Basic maintenance doesn't seem to count with the 92 Legend. I have one and have had the same issues with the cooling system.
My temp gauge was spiking. Thermostat, hoses, cap, water pump, everything fine.
Had a head gasket job done, heads resurfaced, new water pump, new thermostat, new cap. Ran well for about 4000 miles, then compression started getting back into the system again. Blew a hose, then blew off part of the inside of the cap. Eventually blew radiator, and then blew the head gasket for real. All this with close and very careful monitoring.
It's too bad a car this nice is prone to this kind of thing. I will not rebuilding the engine or doing another head gasket job. This car is done.
I have a 94 GS Type 2. The reason these engines develop BHG's is the EGR port (exhaust gas recirculation) port in the intake manifold clogs up with oil and carbon, and this causes excessive heat and pressure on parts of the head gasket, so it starts to seep and eventually fail. A lot of people change the head gaskets, but don't clean out the EGR, so the BHG happens again.
The other problem is the heads have very close tolerances, so if they are warped you have very little to work with to get the mating surface flat. If you mill them too much, the cam shaft will bind, and you are looking at buying new heads.

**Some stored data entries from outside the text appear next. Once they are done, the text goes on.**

PR #144, opened 2017-04-27
Allow form item replacement in redirect location

paulobrien:
I have a requirement in my grav setup to do replacement within a redirect.

The use case is this: I am requiring users to complete a simple form before downloading a PDF. Upon completion, the redirect goes to the PDF, using a hidden field in the form I'm populating from the querystring.

### DIFF
--- a/form.php
+++ b/form.php
@@ -343,7 +343,14 @@ class FormPlugin extends Plugin
                 break;
             case 'redirect':
                 $this->grav['session']->setFlashObject('form', $form);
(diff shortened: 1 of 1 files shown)


flaviocopes:
Nice, can you write a use example to add to the docs?

paulobrien:
Yes, abolustely @flaviocopes - will sort that out.

paulobrien:
@flaviocopes - added to documentation here:

https://github.com/getgrav/grav-learn/pull/426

I have kept mine running by removing the thermostat, which prevents air pockets in the cooling system. The car uses about a quart of coolant / day, but it gets me around.. It's a hassle, but I love my Legend, and I'm afraid if I pull the heads, I will end up with a 2 ton paper weight.
I had the same problem; same year and type of car. Did the same thing, and the leaking made my timing belt fragile and it snapped, so I would replace the gasket before you have to replace the heads like I do.